— Вы и есть тот самый индеец — мистер Вялый Конь? — Интонации требовательные, вызывающие. Выделение отдельных слов казалось случайным — этакая старческая ненатуральность. Голос грубый, словно она слишком часто возвышала его в негодовании.
Паха Сапа отступил к шлюзовой камере, освобождая для нее место на площадке. Шапки своей он не снял. И еще я обратил внимание, что он не закончил ответ словом «мэм», которое непременно присутствовало в его обращении к дамам, приезжающим посмотреть на рашморский памятник.
Она осталась на нижней ступеньке, чтобы сохранить за собой физическое и нравственное превосходство над Паха Сапой, но эта женщина была достаточно высока (а Паха Сапа мал ростом), так что насчет физического превосходства она могла не беспокоиться, а до нравственного ей, так или иначе, было как до луны.

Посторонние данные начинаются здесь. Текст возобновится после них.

PR #1066, opened 2026-06-29
Further improvements to awaitPageResources to avoid stuck requests

ikreymer:
- In #1063, addressed requests that were being removed too quickly, but also need to be more careful with pending requests being stuck
- Unset `.intercepting` after handleFetchResponse() since its now being checked before early cleanup
- As an extra precaution, remove requests add a way to track requests that have been 'stuck', eg. have size > 0, but have not changed for 20+ seconds after page has been closed. Hopefully this will not be hit much at all, but adding as extra check.
- Don't mark request as fetchContinued if its a redirect, as request will be repeated with same id.


src/util/recorder.ts
```diff
@@ -1157,6 +1171,33 @@ export class Recorder extends EventEmitter {
         if (reqresp.resourceType) {
           entry.resourceType = reqresp.resourceType;
         }
+        entry.size = reqresp.payload?.length;
+        entry.status = reqresp.intercepting
```
mistydemeo: The double ternary's a little hard to read here; maybe there's an alternate way to represent this?

src/util/recorder.ts
```diff
@@ -1157,6 +1171,33 @@ export class Recorder extends EventEmitter {
...
+          ? "intercepting"
+          : reqresp.asyncLoading
+          ? "async"
+          : "unknown";
+
+        if (reqresp.lastSize === entry.size) {
```
mistydemeo: Worth adding a comment what we're checking for here?

mistydemeo (commented):
Looks like the test's failing.

src/util/recorder.ts
tw4l: Agreed - some indentation or parentheses would go a long way, but I think prettier might currently strip them out when added

ikreymer: yes, the prettier strips that out :/

mistydemeo: Maybe just rework this into a nested `if/else` then?

ikreymer: refactored in toJSON

tw4l (approved):
Nice! Thanks for getting to the redirect issue/failed tests as well

mistydemeo (approved):

PR #1071, opened 2026-07-02
Add --addRedirectedSeeds setting to make seed redirect policy configurable

### LINKED ISSUE #1070: More flexible out of scope redirect handling
In #1051, we restricted out-of-scope seed redirect handling to only changes in www. / scheme, however, this may be something that should instead be configurable.

There could be several options:
- redirectSeedOutOfScope: block: never allow
- redirectSeedOutOfScope strict: only allow for www/scheme
- redirectSeedOutOfScope add: allow for any redirects

Then there's the existing behavior with exclusions what happens to a page that's redirect out of scope
Currently, if a page (not a seed) redirects to out-of-scope, it is loaded, unless specifically excluded.

This perhaps also be configured to:
- allow loading pages that are out of scope, unless excluded
- block pages from loading out of scope, even if not excluded

This could be as separate task, but mentioning here for completeness.

tw4l:
Fixes #1070 

Makes the policy for how to handle seed redirects configurable, while keeping the new behavior introduced in https://github.com/webrecorder/browsertrix-crawler/issues/1051 as the default.

As mentioned in the issue, we may also want to add an option so that the redirected page is not loaded/captured, even if the new seed is not added to the crawl. That has not yet been added in this PR but could be in a follow-up if we think that's an option that will be important to users.

## Testing

Integration tests are a bit tricky since we rely on sites on the live web and we don't necessarily want CI crawling our main website (which can interfere with analytics). The following are some crawl commands and their expected outcomes that can be used to validate the behavior is as expected.

- `docker compose run crawler crawl --limit 3 --url https://browsertrix.com --addRedirectedSeeds always`: Adds new redirected seed https://webrecorder.net/browsertrix due to always policy
- `docker compose run crawler crawl --limit 3 --url https://browsertrix.com`: Does not add redirected seed https://webrecorder.net/browsertrix due to strict policy (implicit)
- `docker compose run crawler crawl --limit 3 --url https://browsertrix.com --addRedirectedSeeds strict`: Does not add redirected seed https://webrecorder.net/browsertrix due to strict policy (explicit)
- `docker compose run crawler crawl --limit 3 --url https://www.webrecorder.net`: Adds redirected seed https://webrecorder.net due to strict policy (implicit)
- `docker compose run crawler crawl --limit 3 --url https://www.webrecorder.net --addRedirectedSeeds strict`: Adds redirected seed https://webrecorder.net due to strict policy (explicit)
- `docker compose run crawler crawl --limit 3 --url https://www.webrecorder.net --addRedirectedSeeds never`: Does not add redirected seed https://webrecorder.net due to never policy

### DIFF
--- a/src/util/argParser.ts
+++ b/src/util/argParser.ts
@@ -803,7 +803,7 @@ class ArgParser {
 
         redirectSeedOutOfScope: {
           describe:
-            "Policy for how to handle seeds that redirect to a URL out of scope. Default (strict): add the redirect URL as a seed only if it differs in scheme or www subdomain. Other options: allow (always add redirect URL as new seed), block (never add redirect URL as new seed).",
+            "Policy for how to handle seeds that redirect to a URL out of scope. Default (strict): add the redirect URL as a seed only if it differs in scheme or www subdomain. Other options: add (always add as new seed), block (never add as new seed)",
           type: "string",
           choices: REDIRECT_OUT_OF_SCOPE_OPTS,
           default: "strict",
--- a/src/util/argParser.ts
+++ b/src/util/argParser.ts
@@ -803,7 +803,7 @@ class ArgParser {
 
         redirectSeedOutOfScope: {
           describe:
-            "Policy for how to handle seeds that redirect to a URL out of scope. Default (strict): add the redirect URL as a seed only if it differs in scheme or www subdomain. Other options: add (always add as new seed), block (never add as new seed)",
+            "Policy for how to handle seeds that redirect to a URL out of scope. Default (strict): add the redirect URL as a seed only if it differs in scheme or www subdomain",
           type: "string",
           choices: REDIRECT_OUT_OF_SCOPE_OPTS,
           default: "strict",
--- a/src/util/argParser.ts
+++ b/src/util/argParser.ts
@@ -21,7 +21,7 @@ import {
   DEFAULT_CRAWL_ID_TEMPLATE,
   RATE_LIMIT_MATCH_200,
   RATE_LIMIT_TTL_SECS,
-  ADD_REDIRECT_SEEDS_OPTS,
+  ADD_REDIRECTED_SEEDS_OPTS,
 } from "./constants.js";
 import { interpolateFilename } from "./storage.js";
 import { screenshotTypes } from "./screenshots.js";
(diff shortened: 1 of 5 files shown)


src/util/argParser.ts
```diff
@@ -799,6 +800,14 @@ class ArgParser {
           type: "number",
           default: -1,
         },
+
+        redirectSeedOutOfScope: {
+          describe:
+            "Policy for how to handle seeds that redirect to a URL out of scope. Default (strict): add the redirect URL as a seed only if it differs in scheme or www subdomain",
```
mistydemeo, line 806: I realize it's redundant with the crawl-scope docs, but I feel like it may be helpful to document what `add`/`block` do here.

mistydemeo (approved):

ikreymer:
Nice, impl looks good, though perhaps the terms should be `always`, `never`, and `strict`?
and flag could be `--addRedirectOutOfScopeSeeds` or something like that, eg so the flag reads `--addRedirectOutOfScopeSeeds always|never|strict` ?

For the blocking/never, the page isn't actually blocked from loading, it'll still load the single page, like other out of scope pages, but is not added as a new seed.

This is where the other flag mentioned in #1070 could come in where we control that, maybe `--loadRedirectOutOfScopePages load|block` where that specifies what happens to out of scope pages..

Could also add a shortcut to 'OOS' for these flag, eg. `--addRedirectOOSSeeds` perhaps?

ikreymer:
> ... renaming idea

Took a quick pass at renaming the opts, here: https://github.com/webrecorder/browsertrix-crawler/pull/1079

The load redirect blocking can come back to, as realized loading of seed page is needed to determine what sort of redirect it is..

tw4l:
@ikreymer I merged your suggestions but then looked at our other flags and noticed they pretty much all start with the action - e.g. `failOnContentCheck`, not `contenCheckFailCrawl`.

So rather than `outOfScopeRedirectAddSeeds`, what if we kept it simpler and more consistent with something like `addRedirectSeeds`? I think the "out of scope" is implied and documented here so doesn't have to be in the name necessarily - otherwise there'd be no reason to add a seed.

ikreymer:
> @ikreymer I merged your suggestions but then looked at our other flags and noticed they pretty much all start with the action - e.g. `failOnContentCheck`, not `contenCheckFailCrawl`.
> 
> So rather than `outOfScopeRedirectAddSeeds`, what if we kept it simpler and more consistent with something like `addRedirectSeeds`? I think the "out of scope" is implied and documented here so doesn't have to be in the name necessarily - otherwise there'd be no reason to add a seed.

Sure, yeah, I guess can go with `addRedirectSeeds` or `addRedirectingSeeds`. Also need to update the docs and cli opts to match.

src/util/argParser.ts
ikreymer: Now the options are always, never and strict, so more self-explanatory imo

ikreymer (approved):

ikreymer:
`addRedirectedSeeds` makes sense, clearer that seeds already redirected.

tw4l:
> `addRedirectedSeeds` makes sense, clearer that seeds already redirected.

Glad you agree!

mistydemeo (approved):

— Я мисс Маргерит Мерингтон…[90]
Прежде чем Паха Сапа успел кивнуть, в знак того, что ему известно это имя (хотя я знал, что на самом деле оно ему неизвестно), она продолжила:
— …и
Швейцар отступил назад, не в последнюю очередь для того, чтобы открыть наружную дверь, пока Паха Сапа придерживал для рассерженной дамы открытой внутреннюю. Было очевидно, что швейцар знает мисс Маргерит Мерингтон и давным-давно выработал стратегию, позволявшую ему находиться на максимальном расстоянии от нее в столь тесном пространстве.
— Как вам не стыдно тратить впустую время столь благородной женщины — вот все, что я могу сказать, и я только надеюсь, что Мэй знает, что делает, но она, по моему скромному мнению, редко думает о благе миссис Кастер, когда разрешает эти нелепые встречи…

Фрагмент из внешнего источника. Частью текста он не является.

PR #1072, opened 2026-07-02
docs: add explicit documentation for site-specific behaviours

mistydemeo:
We previously pointed users at the browsertrix-behaviors repo, but that repo didn't actually have substantive documentation about what they could do. Let's unify the docs here in one place along with the other places that users of the crawler are consulting.

### DIFF
--- a/docs/docs/user-guide/behaviors.md
+++ b/docs/docs/user-guide/behaviors.md
@@ -16,12 +16,66 @@ There is also a built-in 'main' behavior, which runs to completion (or until a t
 
 ## Site-Specific Behaviors
 
-Browsertrix also comes with several 'site-specific' behaviors, which run only on specific sites. These behaviors will run instead of Autoscroll and will run until completion or timeout. Currently, site-specific behaviors include major social media sites.
+Browsertrix also comes with several 'site-specific' behaviors, which run only on specific sites. These behaviors will run instead of Autoscroll and will run until completion or timeout. Currently, site-specific behaviors include the following major social media sites:
 
-Refer to [Browsertrix Behaviors](https://github.com/webrecorder/browsertrix-behaviors) for the latest list of site-specific behaviors.
+- Bluesky
+- Facebook
+- Instagram
+- Telegram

Паха Сапа даже не пытался сказать что-нибудь. Возможно, он, как и я, отметил, что теперь ее гнев обрушивается не только на отдельные полные (пусть и случайно выбранные) слова, но и на слоги.

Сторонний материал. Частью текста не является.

PR #1074, opened 2026-07-03
Ensure direct fetched resources always result in revisit records

### LINKED ISSUE #1073: Non-HTML pages which are duplicates are treated as failed pages.
If a non-HTML resources (eg. PDF/image) is captured in the course of crawling, it is skipped within the same crawl.
However, if the resource is later identified as a page, it is erroneously treated as a failed page, since no WARC record is written.
Probably the best option is to always write a revisit record (that's what they're for, after all!) if a previously captured resource is also treated as a top-level page, and thus avoid a failed page, and ensure each page corresponds to a WARC record.

ikreymer:
- Refactors serializeWARC to differentiate between 'skipped not writing' and 'skipped already written' (duplicate) to clarify intent
- Adds 'alwaysWriteRevisit' to ensure a revisit is always written when 'skipped already written' would be returned.
- For direct fetches, always writes revisit records since the page will correspond to that record.
- Fixes #1073 

Testing:
- Run a crawl of a site that has lots of .pdf images linked as pages, but also crawled internally
- Observe these pages are in the CDX, but are added to extraPages.json with loadState 0 (failed)
- With this PR, should no longer be the case.

### DIFF
--- a/src/util/recorder.ts
+++ b/src/util/recorder.ts
@@ -122,8 +122,11 @@ enum SerializeRes {
   // WARC record writing aborted due to incomplete, should retry
   Aborted = 1,
 
-  // WARC record skipped (eg. dupe, cached) and should not be retried
-  Skipped = 2,
+  // WARC record skipped because it is already been written
+  SkippedDupe = 2,
+
+  // WARC record skipped because it should not be written
+  SkippedNoWrite = 3,
 }
 
 // =================================================================
@@ -1726,8 +1729,9 @@ export class Recorder extends EventEmitter {
     skipPageInfo = false,
     matchHash?: string,
   ): Promise<SerializeRes> {
-    if (this.skipRecordingPage) {
-      return SerializeRes.Skipped;
+    // skip here if skipping recording page, and not asyncLoading outside of page
+    if (this.skipRecordingPage && !reqresp.asyncLoading) {
+      return SerializeRes.SkippedNoWrite;
     }
 
     // always include in pageinfo record if going to serialize to WARC
@@ -1746,7 +1750,7 @@ export class Recorder extends EventEmitter {
         { url, status },
         "recorder",
       );
-      return SerializeRes.Skipped;
+      return SerializeRes.SkippedDupe;
     } else if (!iter && reqresp.shouldSkipSave()) {
       logger.debug(
         "Skipping writing request/response",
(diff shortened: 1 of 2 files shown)


src/util/recorder.ts
```diff
@@ -906,7 +909,10 @@ export class Recorder extends EventEmitter {
           requestId,
           errorReason: "BlockedByResponse",
         });
-        await this.serializeToWARC(reqresp, undefined, false, true, hash);
+        await this.serializeToWARC(reqresp, {
+          canRetry: true,
```
ikreymer:
```suggestion
          skipPageInfo: true,
```

src/util/recorder.ts
```diff
@@ -1571,8 +1577,10 @@ export class Recorder extends EventEmitter {
       try {
         // if aborted, allow retrying
         if (
-          (await this.serializeToWARC(reqresp, iter, true)) ===
-          SerializeRes.Aborted
+          (await this.serializeToWARC(reqresp, {
+            iter,
+            skipPageInfo: true,
```
ikreymer:
```suggestion
            canRetry: true,
```

src/util/recorder.ts
```diff
@@ -122,8 +122,11 @@ enum SerializeRes {
   // WARC record writing aborted due to incomplete, should retry
   Aborted = 1,
 
-  // WARC record skipped (eg. dupe, cached) and should not be retried
-  Skipped = 2,
+  // WARC record skipped because it is already been written
+  SkippedDupe = 2,
```
mistydemeo, line 126: Is it safe to redefine this item in the enum? Not sure what compatibility looks like.

ikreymer: This particular enum is not exported so it's for internal use only within this file.

src/util/recorder.ts
```diff
@@ -1721,13 +1729,23 @@ export class Recorder extends EventEmitter {
 
   async serializeToWARC(
     reqresp: RequestResponseInfo,
-    iter?: AsyncIterable<Uint8Array>,
-    canRetry = false,
-    skipPageInfo = false,
-    matchHash?: string,
+    {
```
tw4l, line 1732: This is a nice change

tw4l (approved):
Tested, changes look good. Thanks for the test updates!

После этого мисс Маргерит Мерингтон исчезла — вышла на тротуар Парк-авеню, вылетев в дверь, которую швейцар при этом придержал, благоразумно стоя на улице с наружной стороны двери, используя ее, подумалось мне, как своеобразный щит.
— Это кто там — мистер Вялый Конь? — послышался с высоты в несколько этажей громкий, но в то же время и деликатный голос.
Это был, конечно, не твой голос, Либби. Я решил, что это либо твоя горничная, либо (что более вероятно, поскольку в голосе не слышалось подобострастия, свойственного слугам) та дама, с которой переписывались мы с Паха Сапой, чтобы организовать нашу встречу, моя так называемая любимая племянница (которой я никогда не видел), некая Мэй Кастер Элмер.
Паха Сапа подошел к лестнице и задрал голову. Теперь он снял шапку.
— Поднимайтесь, пожалуйста. Прошу вас. По этой лестнице, если можете. Лифта можно прождать целую вечность. Поднимайтесь, мистер Вялый Конь.
Я был уверен, что готов увидеть твою маленькую квартирку на Парк-авеню, 71,— я читал про нее, вернее, Паха Сапа читал, включая и большое интервью 1927 года, в котором репортер назвал твой дом «приятным возвращением к изяществу прошлого века», но реальность превзошла все ожидания: оказаться в твоей квартире было равносильно путешествию назад в 1888 год в одной из машин времени мистера Уэллса. Снаружи, невзирая на окна с толстыми стеклами, наглухо закрытые даже в такой теплый весенний денек, доносились автомобильные и автобусные гудки, свистки поезда — XX век, а внутри, куда ни посмотри, был 1888 год. Окна, хотя и чистые, были словно заколочены, и, по мере того как мы проходили через маленькие комнатки, нарастал какой-то застоявшийся запах — смесь мебельной полировки, затхлого воздуха, невидимой пыли, старых вещей, старых людей. Твоя квартира, моя любимая, пахла старухой. (Я помню, что в первые дни нашего брака мы были вынуждены примириться с тем фактом, — о котором никто никогда не предупреждает новобрачных, — что в тесном жилище, где одна комната с ванной, супругам приходится учиться жить среди довольно-таки земных запахов друг друга. Тогда в этом было что-то странно возбуждающее. Теперь посредством все еще достаточно острых чувств Паха Сапы я отметил только, что квартира пахнет старухой.)
Но в этой темноте среди старой мебели гордо выделялся корпус нового радиоприемника, подарок друзей, как я узнал позднее из чего-то прочитанного Паха Сапой. Чужеродное тело среди старых вещей, фотографий и всяких принадлежностей прошлого века. Приемник был выключен.